Lead prices will likely head south during the second half of this year in view of weak global demand, higher supply and a slowdown in the automobile sector besides the Russia-Ukraine war, analysts have said.

“We expect lead prices to edge lower over the second half of 2022 as global demand weakens. A combination of soaring energy prices and rising interest rates will continue to undermine global economic growth, as has increasingly been the case since Russia’s invasion of Ukraine in February,” said Fitch Solutions Country Risk and Industry Research (FSCRIR), a unit of Fitch. 

5% price drop

The average price of lead is expected to drop by nearly five per cent year-on-year to $2,100 a tonne this year, said market research company IndexBox. “After a drop in 2021, global lead supply is expected to rise, primarily due to the increased output of lead-containing by-products from zinc mines and boosting recycling in China,” it said in its outlook recently.

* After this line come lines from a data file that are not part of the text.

PR #2971, opened 2019-11-12
Fix mouse protocols/encodings sets not being mutually exclusive within itself

kchibisov:


alacritty_terminal/src/term/mod.rs
```diff
@@ -1878,22 +1878,36 @@ impl<T: EventListener> ansi::Handler for Term<T> {
             },
             ansi::Mode::ShowCursor => self.mode.insert(TermMode::SHOW_CURSOR),
             ansi::Mode::CursorKeys => self.mode.insert(TermMode::APP_CURSOR),
+            // Mouse protocols are mutually exlusive
             ansi::Mode::ReportMouseClicks => {
                 self.mode.insert(TermMode::MOUSE_REPORT_CLICK);
+                self.mode.remove(TermMode::MOUSE_DRAG);
+                self.mode.remove(TermMode::MOUSE_MOTION);
```
chrisduerr: Doing something funky like `self.mode = (self.mode ^ MOUSE_MODE) | MOUSE_REPORT_CLICK` might be an option, though I find it a bit unreadable.

But I think consolidating the `remove`s still makes sense.

I also don't think we should order by name, but rather by logical order. We should first remove everything, then insert the new ones (or the other way around). I think doing remove -> insert -> remove is a bit confusing and it's easy to miss what's done with what exactly.

We also already have a `MOUSE_MODE` which matches all other modes. So in theory we can just do `self.mode.remove(TermMode::MOUSE_MODE); self.mode.insert(new_mode);`.

kchibisov: I think removing `MOUSE_MODE` and then setting a correct one it the most readable solution.

CHANGELOG.md
```diff
@@ -79,6 +79,7 @@ and this project adheres to [Semantic Versioning](https://semver.org/spec/v2.0.0
 - Underline/strikeout drawn above visual bell
 - Terminal going transparent during visual bell
 - Selection not being cleared when sending chars through a binding
+- Mouse protocol/encoding handling not following specification
```
chrisduerr: I had trouble finding the specification, I doubt others would have an easy time.

We should just describe what exactly we fixed so people don't have to go hunting for this mysterious 'specification'.

Something like this:
```suggestion
- Mouse protocols/encodings not being mutually exclusive within themselves
```

PR #2973, opened 2019-11-12
fix #1465 hide on macos

### LINKED ISSUE #1465: Proper support for (un)hinding on macOS
After testing the latest changes in dbcb5885adb1f0b23c29838ef8dd837212322409 (#1281) I noticed, that I can't regain focus, or rather partially, of the Alacritty window after using the `CMD + H` keystroke.

~The first part shows the normal behavior and the second part, after the key stroke was pressed. You can also see, that the window action buttons also don't work anymore (keystrokes are still working though).~

nitsky:
Fix #1465 by hiding the application using NSApplication.sharedApplication().hide(nil) on macOS rather than just hiding the window. I ran into this issue because tmux mouse mode no longer worked for me after pressing command-H and re-activating alacritty.

### DIFF
--- a/Cargo.lock
+++ b/Cargo.lock
@@ -35,6 +35,8 @@ dependencies = [
  "libc 0.2.65 (registry+https://github.com/rust-lang/crates.io-index)",
  "log 0.4.8 (registry+https://github.com/rust-lang/crates.io-index)",
  "notify 4.0.14 (registry+https://github.com/rust-lang/crates.io-index)",
+ "objc 0.2.7 (registry+https://github.com/rust-lang/crates.io-index)",
+ "objc_id 0.1.1 (registry+https://github.com/rust-lang/crates.io-index)",
  "parking_lot 0.9.0 (registry+https://github.com/rust-lang/crates.io-index)",
  "rustc_tools_util 0.2.0 (registry+https://github.com/rust-lang/crates.io-index)",
  "serde 1.0.102 (registry+https://github.com/rust-lang/crates.io-index)",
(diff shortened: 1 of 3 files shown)


kchibisov:
Thank you for the PR, but I have a strongly feeling, that this fix should belong to [winit](https://github.com/rust-windowing/winit) and not to `alacritty`. Could you try sending your patch to `winit`, I guess they should be interested in this fix too. I also recommend to repro it with their `window` example (`cargo run --example window` in `winit` repo, just tune it to show a bug to them).

nitsky:
@kchibisov I think that winit's implementation is actually correct, because it calls -[NSWindow orderOut:] in response to Window::set_visible. I just think that set_visible is the inappropriate action to take in response to the command-H shortcut on macOS, because "hide" on macOS means "hide application" not "hide window". Alacritty is the application, winit is the window library, so the "hide application" action belongs in the application. Does that logic make sense?

chrisduerr:
> Alacritty is the application, winit is the window library, so the "hide application" action belongs in the application. Does that logic make sense?

It does not. Winit is responsible for handling all our windowing, so we should upstream a `hide` function if our current handling isn't working properly.

Thanks for the PR, but I agree with @kchibisov here that we should attempt to fix this upstream first. Are you willing to send a PR for that yourself?

nitsky:
@chrisduerr I will be happy to submit a PR to winit. If they accept a `hide` function, will you accept a change to call that instead of `set_visible` when the target_os is macOS?

chrisduerr:
> If they accept a hide function, will you accept a change to call that instead of set_visible when the target_os is macOS?

Of course, though we would probably want to call `hide` on all platforms and let winit handle the platform destinctions.

PR #2985, opened 2019-11-15
Fix `CSI Ps M` deleting lines above cursor

### LINKED ISSUE #2984: Don't delete lines above the cursor on CSI Ps M
`Alacritty` should clamp `Ps` to not go above cursor, so if you're on the bottom line, typing `echo -e '\e[1000;M'` shouldn't delete all the thing above and should be clamped to `1`.

P.s. All the other terminals clamp it(vte based, xterm, kitty).

chrisduerr:
Fixes #2984.


alacritty_terminal/src/term/mod.rs
```diff
@@ -1564,9 +1564,12 @@ impl<T: EventListener> ansi::Handler for Term<T> {
...
     #[inline]
     fn delete_lines(&mut self, lines: Line) {
+        let origin = self.cursor.point.line;
+        let lines = min(self.lines() - origin, lines);
+
         trace!("Deleting {} lines", lines);
-        if self.scroll_region.contains(&self.cursor.point.line) {
-            let origin = self.cursor.point.line;
+
+        if self.scroll_region.contains(&self.cursor.point.line) && lines.0 > 0 {
```
kchibisov: Could we swap checks?

kchibisov:
I guess we need a regression test for this.

alacritty_terminal/src/term/mod.rs
chrisduerr: Probably.

chrisduerr:
> I guess we need a regression test for this.

I'd say it makes sense to test both the clear behavior at the bottom and when lines actually get deleted. Should be possible to cover both with the same test.

PR #2986, opened 2019-11-15
Fix DA report

kchibisov:


kchibisov:
Do we need more tests to cover the changes?

alacritty_terminal/src/ansi.rs
```diff
@@ -1119,29 +1121,25 @@ where
             }};
         }
 
-        match byte {
-            b'B' => configure_charset!(StandardCharset::Ascii),
-            b'D' => self.handler.linefeed(),
-            b'E' => {
+        match (byte, intermediates.get(0)) {
+            (b'B', num) => configure_charset!(StandardCharset::Ascii, num),
```
chrisduerr: We shouldn't name the intermediate `num`, since we're usually dealing with characters and that just gets confusing.

Just naming it `intermediate` should be good, even if that means we'll have to linebreak.

alacritty_terminal/src/ansi.rs
```diff
@@ -1119,29 +1121,25 @@ where
...
+            (b'Z', None) => self.handler.identify_terminal(self.writer),
+            (b'c', None) => self.handler.reset_state(),
+            (b'0', num) => configure_charset!(StandardCharset::SpecialCharacterAndLineDrawing, num),
+            (b'7', None) => self.handler.save_cursor_position(),
+            (b'8', Some(b'#')) => self.handler.dectest(),
+            (b'8', None) => self.handler.restore_cursor_position(),
+            (b'=', None) => self.handler.set_keypad_application_mode(),
+            (b'>', None) => self.handler.unset_keypad_application_mode(),
+            (b'\\', None) => (), /* String terminator, do nothing (parser handles as string
+                                   * terminator) */
```
chrisduerr: While this comment style is supported in Rust, I don't think there's any idiomatic way where it's ever used like this.

We should just place a `//` comment above `(b'\\', None)`.

alacritty_terminal/tests/ref.rs
```diff
@@ -55,6 +55,7 @@ ref_tests! {
     selective_erasure
     colored_reset
     delete_lines
+    terminal_identity_dropped
```
chrisduerr: We should use imperative here. So `drop_terminal_identity`.

But I don't think a reftest is the best choice here. I think unit tests would be superior.

alacritty_terminal/src/ansi.rs
```diff
@@ -1442,39 +1444,56 @@ mod tests {
     };
     use crate::index::{Column, Line};
     use crate::term::color::Rgb;
-    use std::io;
+    use std::io::{self, sink};
 
-    /// The /dev/null of `io::Write`
-    struct Void;
+    struct PseudoTermHandler {
```
chrisduerr: I think the word `Term` is a bit misleading here, since it doesn't handle terminals, but it handles escapes. So maybe something more like `PseudoEscapeHandler` would fit better. Though we don't need to be overly specific either, so we can also just do `PseudoHandler`.

I'm also wondering if we should use a name more commonly understood as a test replacement method. So maybe `MockHandler` or something like that would express the intention better? Especially because a `pseudoterminal` is something that does exist (PTY) and I don't think it's accurate here.

alacritty_terminal/src/ansi.rs
```diff
@@ -1483,15 +1502,74 @@ mod tests {
...
-            parser.advance(&mut handler, *byte, &mut Void);
+            parser.advance(&mut handler, *byte, &mut sink());
         }
 
         assert_eq!(handler.attr, Some(Attr::Bold));
     }
 
+    #[test]
+    fn parse_terminal_identity_csi() {
+        let bytes: &[u8] = &[0x1b, 0x5b, 0x31, 0x63];
```
chrisduerr: While I know what `0x1b` is and I think that's the best way to express that sequence in our codebase (since x1b is used everywhere), I have absolutely no clue what the other byte sequences are.

I'd be in favor of changing every readable byte to the byte char representation like this: `b'Z'`. That way I know immediately what we're testing, simply by looking at this input.

alacritty_terminal/src/ansi.rs
```diff
@@ -1442,39 +1444,56 @@ mod tests {
...
-    impl Handler for AttrHandler {
-        fn terminal_attribute(&mut self, attr: Attr) {
-            self.attr = Some(attr);
+        fn identify_terminal<W: io::Write>(&mut self, _: &mut W) {
+            self.identity_reported = true;
+        }
+
+        fn reset_state(&mut self) {
+            *self = Self::default();
         }
```
chrisduerr: Do you think it makes sense to define this as a method, when all it does is reset itself to the default anyways? I'm a bit torn on that.

If we replace `handler.reset_state()` with `handler = Handler::default()` we wouldn't really lose anything with regards to conciseness and it's 100% clear what exactly is happening, since we've lost a layer of abstraction. On the other hand `reset_state` is very self descriptive and might be easier to understand than reading `handler = Handler::default()` since the name describes the exact intention of the function.

alacritty_terminal/src/ansi.rs
```diff
@@ -1132,14 +1132,16 @@ where
...
+            },
             (b'7', None) => self.handler.save_cursor_position(),
             (b'8', Some(b'#')) => self.handler.dectest(),
             (b'8', None) => self.handler.restore_cursor_position(),
             (b'=', None) => self.handler.set_keypad_application_mode(),
             (b'>', None) => self.handler.unset_keypad_application_mode(),
-            (b'\\', None) => (), /* String terminator, do nothing (parser handles as string
-                                   * terminator) */
+            (b'\\', None) => (), // String terminator, do nothing (parser handles as string
+            // terminator)
```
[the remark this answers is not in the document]
kchibisov: This comment was auto updated by rustfmt, so I thought it should be fine. Will update it manually though.

alacritty_terminal/src/ansi.rs
kchibisov: That make sense, but I was thinking about it like parse input, reset state, parse more input, reset state. And this method is a part of a Handler trait, so adding it's implementation maked sense to me. So I'm voting for my approach with using trait's declared method.

alacritty_terminal/src/ansi.rs
```diff
@@ -1446,140 +1446,184 @@ mod tests {
...
+            0x1b, b'[', b'1', b'm', 0x1b, b'[', b'0', b'm', b' ', b' ', b' ', b' ', b' ', b' ',
+            b' ', b' ', b' ', b' ', b' ', b' ', b' ', b' ', b' ', b' ', b' ', b' ', b' ', b' ',
+            b' ', b' ', b' ', b' ', b' ', b' ', b' ', b' ', b' ', b' ', b' ', b' ', b' ', b' ',
+            b' ', b' ', b' ', b' ', b' ', b' ', b' ', b' ', b' ', b' ', b' ', b' ', b' ', b' ',
+            b' ', b' ', b' ', b' ', b' ', b' ', b' ', b' ', b' ', b' ', b' ', b' ', b' ', b' ',
+            b' ', b' ', b' ', b' ', b' ', b' ', b' ', b' ', b' ', b' ', b' ', b' ', b' ', b' ',
+            b' ', b' ', b' ', b'\r', b' ', b'\r', b'\r', 0x1b, b'[', b'0', b'm', 0x1b, b'[', b'2',
+            b'7', b'm', 0x1b, b'[', b'2', b'4', b'm', 0x1b, b'[', b'J', b'j', b'w', b'i', b'l',
+            b'm', b'@', b'j', b'w', b'i', b'l', b'm', b'-', b'd', b'e', b's', b'k', b' ', 0x1b,
+            b'[', b'0', b'1', b';', b'3', b'2', b'm', 0xe2, 0x9e, 0x9c, b' ', 0x1b, b'[', b'0',
```
kchibisov: Some bytes were left because they made no sense in char from (I was converting with python's chr func).

chrisduerr: Yeah, that's why I mentioned printable characters specifically. So that's perfectly fine.

CHANGELOG.md
```diff
@@ -81,6 +81,8 @@ and this project adheres to [Semantic Versioning](https://semver.org/spec/v2.0.0
 - Selection not being cleared when sending chars through a binding
 - Mouse protocols/encodings not being mutually exclusive within themselves
 - Escape `CSI Ps M` deleting lines above cursor when at the bottom of the viewport
+- Escape `CSI Ps c` honored with a wrong `Ps`
+- Handling of `ESC` with intermediates
```
chrisduerr: `ESC`s with intermediates have been handled before. We just haven't been filtering `ESC` escapes with invalid intermediates before.

```rust
- Ignore `ESC` escapes with invalid intermediates
```

alacritty_terminal/src/ansi.rs
chrisduerr: > And this method is a part of a Handler trait

Oh, that's right, I totally missed that. Let's go with this then.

Fitch Solutions said refined lead prices averaged $2,302/tonne during January-May and its forecast of $2,150/tonne for this year would mean that the rates would average at $2,041 during June-December. 

On the London Metal Exchange, lead is offered on cash at $2,198 a tonne, while the metal for three-month delivery quoted at $2,195.50. 

Transition to EVs

IndexBox said demand for lead is likely to decrease on falling demand for gas-powered vehicles which will result in reduced offtake of lead batteries alongwith the transition to electric cars with nickel-lithium batteries.    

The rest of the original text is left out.